Since the invention of Xerography (which means "dry writing" in Greek) by C. Carlson in 1938, new facilities utilizing this technique such as Xerox copier, laser printer and optical printer have provided inexpensive, convenient and fast services of copying documents and played important roles in office automation.
The focus of the Xerography technique resides in the photoreceptor which is an optical element electrically insulative before exposure under light and becomes electrically conductive after exposure. The Xerographic process comprises mainly five steps, namely, (1) charging, (2) photodischarging, (3) image transfer, (4) development and (5) cleaning. In order to obtain printed images of high quality, the photoreceptor must have high charge acceptance, low dark conductivity and fast photoconductivity (i.e., high sensitivity).
Photoreceptors can be classified as inorganic or organic. Due to the advantages of low production cost, non-toxicity and high flexibility, organic photoreceptors (OPC) have replaced inorganic photoreceptors and come into prominence in commercialized photoreceptors.
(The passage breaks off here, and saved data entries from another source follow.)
PR #29465, opened 2022-05-15
Missing name Console.

LukaHietala:
Fixes: Program.cs(36,9): error CS0103: The name 'Console' does not exist in the current context.

### DIFF
--- a/docs/csharp/fundamentals/types/snippets/classes/Program.cs
+++ b/docs/csharp/fundamentals/types/snippets/classes/Program.cs
@@ -1,4 +1,6 @@
-﻿public class Person
+using System;
+
+public class Person
 {
     // Constructor that takes no arguments:
     public Person()


docs/csharp/fundamentals/types/snippets/classes/Program.cs
```diff
@@ -1,4 +1,6 @@
-﻿public class Person
+using System;
```
Youssef1313, line 1: The using is unnecessary due to the use of `ImplicitUsings`:

https://github.com/dotnet/docs/blob/09d90f573fcf78373a7c18b93938b74f97e6ddf3/docs/csharp/fundamentals/types/snippets/classes/classes.csproj#L7

IEvangelist:
Hi @LukaH0, this PR isn't needed as @Youssef1313 called attention to already, this project is set up to use implicit using. I will close this PR, but let me know if you have any additional questions. Thank you

Issue #27520, opened 2021-12-13
F# arrays - element access syntax


jcmrva:
https://docs.microsoft.com/en-us/dotnet/fsharp/language-reference/arrays#access-elements

For this section, the text should be updated to match the code, maybe something like:

> You can access array elements by using brackets (`[` and `]`). The original dot syntax (`.[index]`) is still supported but no longer recommended as of F# 6.0.

---
#### Document Details

⚠ *Do not edit this section. It is required for docs.microsoft.com ➟ GitHub issue linking.*

* ID: 6cda87e0-998a-086f-f5ed-2290d7a97966
* Version Independent ID: 45152c64-0643-3c5a-93cb-a2f689170887
* Content: [Arrays in F#](https://docs.microsoft.com/en-us/dotnet/fsharp/language-reference/arrays)
* Content Source: [docs/fsharp/language-reference/arrays.md](https://github.com/dotnet/docs/blob/main/docs/fsharp/language-reference/arrays.md)
* Product: **dotnet-fsharp**
* GitHub Login: @cartermp
* Microsoft Alias: **dotnetcontent**

BillWagner:
Thanks for noting this @jcmrva 

I've added this to our backlog, and added the "up for grabs" label for any community members interested in submitting a PR.

eriawan:
@BillWagner 
This issue should be closed by PR #27520 because that PR is the one that fixed the F# array element access syntax.

BillWagner:
Fixed in #29468

PR #29468, opened 2022-05-15
Update F# element access syntax #27520

jcmrva:
## Summary

Remove suggestion of dot operator for array element access.

Fixes #Issue_Number #27520


BillWagner (approved):
Thanks for making this change @jcmrva 

PR #29540, opened 2022-05-19
update dependencies for roslyn samles

BillWagner:
The .NET version was out of date.


IEvangelist:
Did you verify that these work? I thought there was a limitation with what versions were supported for some of these, but can't recall?

IEvangelist (approved):

BillWagner:
> Did you verify that these work? I thought there was a limitation with what versions were supported for some of these, but can't recall?

Yes. The add must use be compiled against netstandard 2.0. and full framework for loading into VS.

PR #29555, opened 2022-05-20
Fix note callout in work-with-resx-files-programmatically.md

hmmwhatsthisdo:
## Summary
This PR corrects a `[!NOTE]` callout block in work-with-resx-files-programmatically.md, which was previously rendering incorrectly due to the callout block header being mistyped:

image


IEvangelist (approved):

PR #29562, opened 2022-05-20
Fix typo

DAXaholic:
`maxTries` should be rather be `maxRetries` as the former one is not a valid property on the [retry options](https://docs.microsoft.com/en-us/dotnet/api/azure.core.retryoptions?view=azure-dotnet) object.


CamSoper (approved):
LGTM! Thank you for the fix!

PR #29577, opened 2022-05-21
Update components.md

oneolddev:
The original sample code will generate *warning CS8625: Cannot convert null literal to non-nullable reference type* when *net6.0* is targeted with *Nullable enabled* which are the defaults when creating a Blazor application in VS2022.  This change resolves the warning.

The structure of photoreceptors may be classified as (1) mono layer type, (2) functionally separated laminated type, and (3) microcrystalline distribution type. The functionally separated laminated layer type is the most preferred because it contains separated charge generation layer (CGL) and charge transport layer (CTL) and thus is highly flexible in the selection of materials for each layer. The characteristics and requirements may be adjusted as desired independently in CGL or CTL. This type of photoreceptors are predominant among the present photoreceptors.
The functionally separated laminated type photoreceptors are generally composed of a conductive support, a charge generation layer and a charge transport layer. An optional barrier layer may be inserted between the conductive support and the charge generation layer. In the production of photoreceptors of this type, a charge generation layer composed of a charge generation material and a polymer binder is coated on a conductive support and then a charge transport layer composed of a charge transport material and another polymer binder is coated.
Among the light sources for laser printers, the helium or neon laser has the wavelength of 633 nm, and the wavelengths of semiconductor lasers (such as arsenic aluminium gallium laser) is 780 nm or longer. Light sources having such wavelength are generally classified as "near infrared" light. Because semiconductor lasers can be installed in a minimum construction, are highly reliable, and can operate at high speed, they are most commonly used. In conformity with the semiconductor lasers, the charge generation material used in the OPC for semiconductor laser printers must possess high sensitivity to lights of 780 nm or higher wavelength.
U.S. Pat. No. 4,426,434 discloses a process for producing OPC in which a conductive support is vacuum deposited by chloroaluminium phthalocyanine or chloroaluminium monochlorophthalocyanine and treated with solvent vapor to produce an OPC having improved sensitivity to light within the range of near infrared wavelengths. However, the process involves a step of vacuum-deposition which requires expensive apparatus and needs very a long processing time. The cost for the process is therefore very high, rendering the implementation of the process nearly impractical.
U.S. Pat. No. 3,824,099 discloses that squarylium pigment is sensitive to wavelengths of near infrared range. The squarylium pigment is generally prepared by an "acid route" in which one equivalent of squaric acid and two equivalents of N,N-dialkylanilines derivatives is reacted in an azeotropic solvent. The synthesis reaction is quite simple and has high yield. However, the squarylium synthesized by this process has high dark conductivity and low charge acceptance when used as the charge generation material for photoreceptor. To minimize the influences of these two drawbacks, the thickness of the charge generation material layer must become very thin. Under such thickness, the ability of the photoreceptor to absorb incident lights will be lowered and a large amount of incident light will be reflected, resulting in severe interference and great degradation in the quality and resolution of the printed image or characters.
Copper phthalocyanines pigments have high coloration value, photo-resistance, heat resistance and chemical-resistance and are non-toxic and thus are commonly used as green-blue pigment. The pigments are known to exist in eight crystalline forms, i.e., alpha-, beta-, epsilon-, gamma-, delta-pi-, rho- and chi-types, with alpha-, beta- and epsilon- being the most prevailing. Copper phthalocyanines pigments have long been studied for use as a photosensitive material but due to their low sensitivity they have never been developed to a stage of industrial implementation.